Aunque cuando estalló la Segunda Guerra Mundial, Benito Mussolini, aliado de Hitler por el llamado Pacto de Acero (firmado en mayo de 1939), no intervino, no tardaría mucho en lanzar a su país a la conflagración. Eso sí, cuando quiso, estimó conveniente y sin contar con su poderoso aliado. Los italianos no andaban muy finos después de invadir Abisinia (1935-1936), apoyar a Franco en la guerra civil española con 70000 hombres y ocupar después la vecina Albania en la primavera de 1939. El Duce estaba que no cabía en su corpachón de puro gozo. Pero…

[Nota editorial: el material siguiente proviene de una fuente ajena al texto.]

PR #16358, opened 2026-05-30
fix: honor Codex App num_ctx metadata

### LINKED ISSUE #16188: Codex App integration ignores Ollama model num_ctx and generates overly large context_window, causing severe slowdown
### What is the issue?

I am testing Ollama v0.24.0 with Codex App on macOS using local Ollama models.

Environment:
- macOS on Mac Studio M2 Ultra, 192GB unified memory
- Ollama v0.24.0
- Codex App
- Local models:
  - gemma4-fast, created from gemma4:31b
  - qwen36-codex / qwen36-fast, created from qwen3.6:27b
  - gpt-oss:20b

Example Modelfile:
FROM gemma4:31b
PARAMETER num_ctx 32768
PARAMETER temperature 0.3
PARAMETER top_p 0.9

Issue:
After running `ollama launch codex-app`, the generated `~/.codex/ollama-launch-models.json` appears to register these local models with much larger context metadata, such as 128000 or 262144 tokens, instead of the model's configured `num_ctx`.

As a result, Codex App appears to treat the Ollama model as a very large-context agent model and sends too much prompt/context/tool metadata. Simple tasks such as running `pwd`, `ls`, or `du -sh .` can become extremely slow in Codex App, even though the same model responds much faster through the Ollama CLI.

Observed behavior:
- qwen36-fast is fast when called directly from CLI.
- The same model is much slower through Codex App.
- gemma4-fast can remain in “thinking” for a long time.
- gpt-oss:20b is much faster, likely because the model is lighter.
- Manually editing `ollama-launch-models.json` to reduce `context_window`, `max_context_window`, `auto_compact_token_limit`, and `truncation_policy` made Codex App noticeably faster.

Manual workaround that improved performance:
For gemma4-fast and gemma4-fast:latest, I changed:
"context_window": 16384
"max_context_window": 16384
"effective_context_window_percent": 80
"auto_compact_token_limit": 12000
"truncation_policy": { "mode": "bytes", "limit": 6000 }

Question:
Should `ollama launch codex-app` derive Codex App model metadata from the Ollama model's configured `num_ctx` instead of the base model's maximum context length?
Alternatively, is there an official way to override the generated context_window/max_context_window for Codex App integrations without manually editing `ollama-launch-models.json`?

Additional note:
Keeping the model loaded with OLLAMA_KEEP_ALIVE improves cold-start delay, but the context metadata issue appears separate from model load time.

### Relevant log output

```shell

```

### OS

macOS

### GPU

Apple

### CPU

Apple

### Ollama version

0.24.0

he-yufeng:
﻿## Summary
- fetch `/api/show` parameters for Codex App catalog generation
- prefer a Modelfile-level `num_ctx` over the base model context length when writing `context_window`
- keep the extra show metadata scoped to managed integrations that opt in, so normal editor launch validation still only checks the primary model

Fixes #16188.

## To verify
- `go test ./cmd/launch -run "TestCodexAppConfigurePopulatesCatalogFromEnrichedModels|TestModelfileNumCtx|TestModelInventoryResolveKeepsShowParameters|TestLaunchIntegration_ConfiguredEditorLaunchValidatesPrimaryOnly" -count=1`
- `go test ./cmd/launch -count=1`
- `git diff --check`

### DIFF
--- a/cmd/launch/codex_app.go
+++ b/cmd/launch/codex_app.go
@@ -240,6 +240,10 @@ func (c *CodexApp) RequiresInteractiveOnboarding() bool {
 	return false
 }
 
+func (c *CodexApp) EnrichModelMetadataFromShow() bool {
+	return true
+}
+
 func (c *CodexApp) RestoreHint() string {
 	return codexAppRestoreHint
 }
@@ -446,13 +450,30 @@ func codexAppDefaultModelMetadata() codexAppModelMetadata {
 
 func codexAppModelMetadataFromLaunchModel(model LaunchModel) codexAppModelMetadata {
 	metadata := codexAppDefaultModelMetadata()
-	if model.ContextLength > 0 {
+	if numCtx, ok := modelfileNumCtx(model.Parameters); ok {
+		metadata.contextWindow = numCtx
+	} else if model.ContextLength > 0 {
 		metadata.contextWindow = model.ContextLength
 	}
 	if model.HasCapability("vision") {
 		metadata.inputModalities = []string{"text", "image"}
 	}
 	return metadata
+}
+
+func modelfileNumCtx(parameters string) (int, bool) {
+	for _, line := range strings.Split(parameters, "\n") {
+		fields := strings.Fields(strings.TrimSpace(line))
+		if len(fields) < 2 || strings.ToLower(fields[0]) != "num_ctx" {
+			continue
+		}
+		value := strings.Trim(fields[1], `"'`)
+		numCtx, err := strconv.Atoi(value)
+		if err == nil && numCtx > 0 {
+			return numCtx, true
+		}
+	}
+	return 0, false
 }
 
 func codexAppCatalogEntry(model string, metadata codexAppModelMetadata, priority int, baseInstructions string) map[string]any {
--- a/cmd/launch/codex_app_test.go
+++ b/cmd/launch/codex_app_test.go
@@ -631,7 +631,7 @@ func TestCodexAppConfigurePopulatesCatalogFromEnrichedModels(t *testing.T) {
 	setTestHome(t, tmpDir)
 
 	models := []LaunchModel{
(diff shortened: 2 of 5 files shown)


he-yufeng:
﻿Validated the launch package from this branch locally:

```
TMPDIR=$PWD/.gotmp GOTMPDIR=$PWD/.gotmp GOCACHE=$PWD/.gocache GOMODCACHE=$PWD/.gomodcache go test ./cmd/launch
# ok github.com/ollama/ollama/cmd/launch 11.430s

git diff --check origin/main...HEAD
```

ParthSareen:
Hi @he-yufeng thanks for the PR. I'll bring in some ideas for this to roll in. It's a bit more nuanced as there is a difference between context length of a model and what the user sets and it's a little tricky to pick a good default there for low-memory systems

he-yufeng:
Rebased this branch onto current `ollama:main` and resolved the test conflict with the newer Codex catalog exact-model coverage.

I kept the existing upstream catalog-selection test and the `num_ctx` parsing/metadata tests from this PR.

Validation:

```text
TMPDIR=$PWD/.gotmp GOTMPDIR=$PWD/.gotmp GOCACHE=$PWD/.gocache GOMODCACHE=$PWD/.gomodcache go test ./cmd/launch
ok  github.com/ollama/ollama/cmd/launch  13.187s

git diff --check
```

On the context-length nuance: agreed that model max context and the user's configured runtime context are different things. This branch keeps the Codex App metadata tied to the model's configured `num_ctx` when Ollama exposes it, and otherwise falls back to the existing default path rather than guessing a larger value.

he-yufeng:
Third and last nudge on this. The gap is still there on current main: Codex App requests carry their own num_ctx metadata and the client ignores it, so context sizing falls back to the generic default instead of what the app asked for. The patch threads the metadata through and pins the behavior in tests. CI is green; happy to rebase if that helps.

Los italianos estaban en fase de modernización y Mussolini se mordía las uñas mientras los alemanes ocupaban diversos países de Europa como si de fichas de dominó se tratasen. Pensaba que el Führer le iba a dejar sin una miserable tajada que llevarse a la boca, y, aprovechando la tarascada alemana a la poderosa Francia en junio de 1940, el Duce creyó llegada su hora, a pesar de la opinión de los militares italianos, que estaban en contra de la intervención por falta de preparación, y del pacifismo de la población italiana en general (aunque siempre hubo algún exaltado que jaleó la entrada en la guerra). El objetivo del histriónico dictador fascista italiano era que Italia recuperase su posición ancestral en el Mediterráneo, como sucesor del Imperio Romano. Pero, ¡ay!, las cosas habían cambiado mucho desde los tiempos de los césares romanos, por mucho que el Duce se empeñase en proclamarse su heredero. No eran los tiempos de Trajano o Adriano, desde luego.

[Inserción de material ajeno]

PR #16363, opened 2026-05-31
MLX MTP Cache Improvements

jessegross:
This makes several improvements focused around the cache implementation for MTP in MLX. In some cases, this also has benefits for non-MTP models as well:
- Consolidates the MTP speculation onto the existing cache snapshotting mechanism. This mostly reduces complexity by avoiding a new logical concept but in some cases it reduces copies as well.
- Supports speculation with recurrent caches, needed for future Qwen3.6 MTP support.
- Avoids the need to split prefill batches to take snapshots inside the batch, improving prefill speed.
- Avoids duplicate copies of data in paged out cache snapshots when it still present in the activate cache, reducing memory pressure so more data can be stored. This improves performance for branching agentic conversations.
- Provides more useful stack traces on panic.


x/internal/mlxthread/thread_test.go
```diff
@@ -42,8 +43,16 @@ func TestDoPropagatesPanicToCaller(t *testing.T) {
...
 
 	defer func() {
-		if got := recover(); got != "boom" {
-			t.Fatalf("got panic %v, want boom", got)
+		got := recover()
+		pe, ok := got.(*panicError)
+		if !ok {
+			t.Fatalf("got panic %T (%v), want *panicError", got, got)
+		}
+		if pe.value != "boom" {
```
pdevine, line 51: 💥

x/mlxrunner/mtp.go
```diff
@@ -544,19 +529,68 @@ func (r *Runner) acceptMTPDrafts(ctx context.Context, request Request, session *
...
+// [before, before+draftCount) on every cache, so the speculative forward
+// captures a rollback point before each draft token's write.
+func scheduleSpeculation(caches []cache.Cache, before, draftCount int) {
+	offsets := make([]int, draftCount)
+	for i := range offsets {
+		offsets[i] = before + i
+	}
+	for _, c := range caches {
+		if c != nil {
+			c.PrepareSnapshots(offsets)
```
pdevine, line 546: Does this get expensive since it's per token?

x/mlxrunner/mtp.go
```diff
@@ -544,19 +529,68 @@ func (r *Runner) acceptMTPDrafts(ctx context.Context, request Request, session *
...
+func commitSpeculation(caches []cache.Cache, accepted, draftCount, before int) {
+	target := before + accepted
+	for _, c := range caches {
+		if c == nil {
+			continue
+		}
+		snaps := c.TakeSnapshots()
+		if accepted < draftCount {
+			// Close the snapshots we won't restore from before restoring: a
+			// snapshot restore on a wrapped RotatingKVCache copies out every
```
pdevine, line 567: This part makes sense but it was a little hard to read at first; I was getting tripped up on the only snapshot that matters being the accepted one vs. being before or after that snapshot.

pdevine (approved):
This looks really good. I was going back and forth thinking about whether squeezing MTP into the same abstractions as the MLA kvcache vs. the recurrent cache vs. the sliding window rotating cache was the right abstraction given how you use them is so different in terms of chunk sizes vs. individual tokens, but this seems reasonable.

I'm assuming the the snapshots w/ mtp and the rotating cache are pretty inexpensive since you don't have to materialize snapshots you've already thrown away (and they get thrown away quickly).

x/mlxrunner/mtp.go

El ejército italiano disponible en junio de 1940 nada tenía que ver con la potencia casi invencible de las legiones romanas del siglo II d.C. Tenía 73 divisiones, de las cuales sólo 13 estaban disponibles para entrar en combate con eficacia. Otras 34 disponían de armamento pero no de hombres suficientes para manejarlo y en el resto de divisiones el armamento y el material mecanizado estaban anticuados. En estas condiciones, la irrupción de Italia en la guerra era algo parecido a una aventura, a un «tirarse a la piscina», en donde puede pasar de todo. Además Mussolini no había comunicado a su aliado sus intenciones bélicas. Cuando los italianos atacaron el distrito francés de los Alpes Marítimos, Hitler se quedó de piedra, pues pensó con acierto, que el Ejército italiano, más que un aliado fiable y combativo, era una lacra a la que a su pesar, tendría que echar no sólo una mano, sino las dos para que saliesen adelante. Además se abrieron nuevos frentes para los que los generales de Hitler no tenían diseñadas estrategias plausibles. Al menos de momento. Mussolini quería subirse al carro del vencedor, aportando al menos su granito de arena. Como Franco. Lo que ocurre, es que afortunadamente, el Caudillo de la «España imperial» finalmente se inhibió, como gallego cauto que era.